Patient data came from the Pediatric Eczema Elective Registry (PEER), which consisted of children who were diagnosed with atopic dermatitis 9–11. Eligibility for the study included being between 2 and 17 years of age at enrollment and using pimecrolimus cream 1% for at least 6 weeks in the half year prior to enrollment. Every 6 months for up to 10 years, information regarding disease severity and medication use was obtained based on self-report. A subset of the cohort provided DNA samples, from which the KRT6A gene was sequenced. The study was approved by the University of Pennsylvania Institutional Review Board. All DNA samples were obtained after written informed consent was obtained, and all data were stripped of personal identifiers. Further, all methods were performed in accordance with the relevant guidelines and regulations. The set of KRT6A SNPs that we consider are based on the a priori decision to analyze variants with minor allele frequency of at least 5%.
The primary outcome of disease persistence (yes/no) was measured for each participant at every six-month survey. Subjects were deemed to not have persistent AD symptoms if they reported complete disease control in the previous 6 months and were no longer using prescription creams or ointments. Multiple measurements of the outcome of interest were available over time for each subject; the number of visits varied between 1 and 21. We used a Bayesian generalized linear mixed model (GLMM) to study the associations between SNPs of the KRT6A gene and AD persistence over time 12,13. We included random effects in the GLMM to account for correlations between measurements on the same individual and to allow subject-specific trends. The model was used to assess the persistence of AD over the follow-up time with larger odds ratio (OR) values suggestive of lower disease persistence when the variant is present. These models were fit for the entire sample (N = 740) and then stratified by race, White (N = 393) and Black (N = 326), using the brms package in R 12,14.
Specifically, for the full sample, the outcome for subject i at visit number j is modeled according to the following generalized linear mixed model with a logit link:
\(logit P\left({Y}_{ij}=1\right)= {\beta }_{0}+{b}_{0i}+{\beta }_{1}j+{b}_{1i}j+{\beta }_{2}\text{v}\text{a}\text{r}\text{i}\text{a}\text{n}\text{t}\) where \({\beta }_{0}, {\beta }_{1}, {and \beta }_{2},\) are the intercept and regression coefficients for the fixed effects of visit number, and the variant, respectively, and \({b}_{0i}\) and \({b}_{1i}\) are the random intercept and random slope for visit number, each of which is distributed as \(N\left(0,{\sigma }^{2}\right)\). For an adjusted analysis, we next fit a model that also includes the covariates age of onset, sex, and race.

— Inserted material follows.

PR #325, opened 2019-02-01
Hide token generation in docs notebook

### LINKED ISSUE #308: Example usage docs page contains misleading details of token generation
The docs contain [example FlowClient usage](https://flowminder.github.io/FlowKit/analyst/example_usage/) which is generated from a Jupyter notebook.  This notebook needs to automatically generate a token, which it does using `integration_tests` utils, and the code to do this appears in the ["Create an access token"](https://flowminder.github.io/FlowKit/analyst/example_usage/#create-an-access-token) section of the corresponding docs page.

While age of onset and sex are not considered true confounders since they do not affect the genetic variation in individuals, we include these since they may explain some of the variability in the outcome. For the analyses stratified by race, we include age of onset and sex in the model.
For a Bayesian approach, we place priors on the fixed effect coefficients as well as the standard deviations and correlations of the random effects. Each \(\beta\) is given a \(N\left({\text{0,10}}^{2}\right)\) prior, which is a weakly informative prior to reflect absence of prior information about the effects of the variant considered. The standard deviation of subject-level effects \({\sigma }^{2}\) is given a half student-t prior with 3 degrees of freedom and a scale parameter determined by the standard deviation of the response variable after the link transformation. This choice of prior is weakly informative so that its influence is small but provides regularization for the purpose of convergence and sampling efficiency. Correlations between the random effects are given a LKJ(1) prior, so that all correlation matrices are equally likely. Our choices of noninformative priors minimize the impact of the prior relative to the data on resulting estimates. The Bayesian framework has been previously employed in transethnic meta-analysis of genomewide association studies 15,16.

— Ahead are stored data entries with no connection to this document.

PR #326, opened 2019-02-01
Interevent period

gzagatti:
### I have:

### Description

Implements interevent period statistics for subscribers as another covariates. Things such as average duration between calls, etc.


gzagatti:
`column_names` added.

flowmachine/flowmachine/features/subscriber/interevent_period.py
```diff
@@ -0,0 +1,146 @@
...
+
+# -*- coding: utf-8 -*-
+"""
+Intervent period statistics, such as the average and standard deviation of the
+duration between calls.
+"""
+import warnings
+from typing import List
+
+from ...utils.utils import parse_tables_ensuring_columns
```
greenape: This doesn't seem to exist?

You should get an error bubbled up from `Table` if one of the events tables doesn't have the columns you're expecting.

maxalbert: I think this was renamed to (or merged with) `verify_columns_exist_in_all_tables` in a previous PR.

gzagatti: Just FIY, in a previous PR we talked about the benefits of being explicit about the nonexistence of columns rather than relying on the SQL command failing. 

That is the reason why we are using `verify_columns_exist_in_all_tables`.

I have corrected the wrong function call as well.

greenape: Right, but it won't _be_ an SQL fail. You effectively ask for a set of tables, and each table must have columns thus, and `Table` will throw you an exception if one of the columns doesn't exist in the table - https://github.com/Flowminder/FlowKit/blob/a5ee3b15d554c97f5f089a542b65e429c44d7289/flowmachine/flowmachine/core/table.py#L108

Appreciate that this func isn't something introduced in this PR, but I don't get the duplication of functionality.

maxalbert: @greenape What exactly is your suggestion to do here?

flowmachine/flowmachine/features/subscriber/interevent_period.py
```diff
@@ -0,0 +1,146 @@
...
+            statistic_clause = (
+                f"MAKE_INTERVAL(secs => {self.statistic}(EXTRACT(EPOCH FROM delta)))"
+            )
+        else:
+            statistic_clause = f"{self.statistic}(delta)"
+
+        sql = f"""
+        SELECT
+            subscriber,
+            {statistic_clause} AS interevent_period_{self.statistic}
```
greenape: Per #421 can we drop the suffix on this column?

gzagatti: Ok, what would be the best to call it simply `interevent_period` or `value`? I didn't quite get from #421 what's our consensus for column names.

flowmachine/flowmachine/features/subscriber/interevent_period.py
gzagatti: I'm happy to ditch the extra function as I agree it is not a good idea to duplicate the functionality. But it is easier to do in another PR since other classes are already using this extra functionality.

flowmachine/flowmachine/features/subscriber/interevent_period.py
maxalbert: I think eventually we want to have column names that are the same across all queries of a particular type (e.g. the two column names `subscriber` and `value` for queries that return a subscriber-based metric). This would eliminate case distinctions (and the need to pass column names as parameters) from any code that consumes a subscriber-based metric because it doesn't need to worry which column names the query returns. So personally I'd prefer using `value` here.

gzagatti: @greenape, do you agree with max? Can I switch the column name to `value`?

flowmachine/flowmachine/features/subscriber/interevent_period.py
```diff
@@ -0,0 +1,143 @@
...
+
+        if self.direction in {"both"}:
+            column_list = [self.subscriber_identifier, "datetime"]
+        elif self.direction in {"in", "out"}:
+            column_list = [self.subscriber_identifier, "datetime", "outgoing"]
+        else:
+            raise ValueError("{} is not a valid direction.".format(self.direction))
+
+        self.statistic = statistic.lower()
+        if self.statistic not in valid_stats:
```
greenape: Need a test for this pls :)

flowmachine/flowmachine/features/subscriber/interevent_period.py
```diff
@@ -0,0 +1,143 @@
...
+
+        if direction not in {"in", "out", "both"}:
+            raise ValueError("{} is not a valid direction.".format(self.direction))
+        self.direction = direction
+
+        if self.direction in {"both"}:
+            column_list = [self.subscriber_identifier, "datetime"]
+        elif self.direction in {"in", "out"}:
+            column_list = [self.subscriber_identifier, "datetime", "outgoing"]
+        else:
```
greenape: Need a test for this pls - check the codecov report.

flowmachine/tests/test_subscriber_interevent_period.py
```diff
@@ -0,0 +1,84 @@
...
+
+    query = IntereventPeriod("2016-01-01", "2016-01-08", "stddev")
+    df = get_dataframe(query).set_index("subscriber")
+    sample = df.sample(n=5)
+    want = intervent_period("2016-01-01", "2016-01-08", "both", sample, "std")
+    assert query.column_names == ["subscriber", "value"]
+    assert pd.to_numeric(sample["value"]).to_dict() == pytest.approx(want)
+
+
+def test_interevent_period_errors():
```
greenape: Split to two test funcs, or parametrise?

gzagatti:
Got the test parametrized.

Prior to the analysis of individual SNPs, all SNPs were evaluated to determine if they were correlated. Those with high correlation, based on pairwise squared correlation coefficient (\({R}^{2}\)) of at least \(0.70\), were combined as a single analytic unit. Table 1 gives the pairwise \({R}^{2}\) values between all the SNPs. Specifically, we see that rs177079, rs298118, rs298121, rs298122, and rs1054122 have pairwise \({R}^{2}\) values close to 1. We refer to this set as Group 1. We similarly define Groups 2, 3, and 4; the SNPs in each are provided in Table 2. Based on these groups, we create 4 composite variables that each indicate the presence of any of the SNPs in the group. For instance, the value of Composite 1 is 1 if the subject is observed to have at least one of SNPs in Group 1 and is 0 otherwise. There were three SNPs (rs376545, rs711317, rs3858631) that did not fall into any of the four groups in the sense that their pairwise correlations with all other SNPs considered had \({R}^{2}\) values less than 0.70. We then employed the Bayesian GLMM model to assess the association between each composite variable and the heal outcome.